The data below must be returned in full and exactly.
(Beginning of The data)
PR #1037, opened 2026-09-15
docs: add a discoverable guide to enforcing the recovery verdict

### LINKED ISSUE #1031: recovery verdict is advisory by default: RecoveryDecision.permits has no product caller
## Summary

## Affected component

## Severity

## System information

- Python: 3.14.5

## Evidence

```bash
grep -rn "\.permits(" src/
# (no output)
```

```python
        return True
```

```python

st = SQLiteStorage("t.db")
```

## What a fix looks like

## Logs or CI run

Cyrax321:
Closes #1031.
(End of The data)
**Output of the exercise:**
PR #1037, opened 2026-09-15
docs: add a discoverable guide to enforcing the recovery verdict

### LINKED ISSUE #1031: recovery verdict is advisory by default: RecoveryDecision.permits has no product caller
## Summary

## Affected component

## Severity

## System information

- Python: 3.14.5

## Evidence

```bash
grep -rn "\.permits(" src/
# (no output)
```

```python
        return True
```

```python

st = SQLiteStorage("t.db")
```

## What a fix looks like

## Logs or CI run

Cyrax321:
Closes #1031.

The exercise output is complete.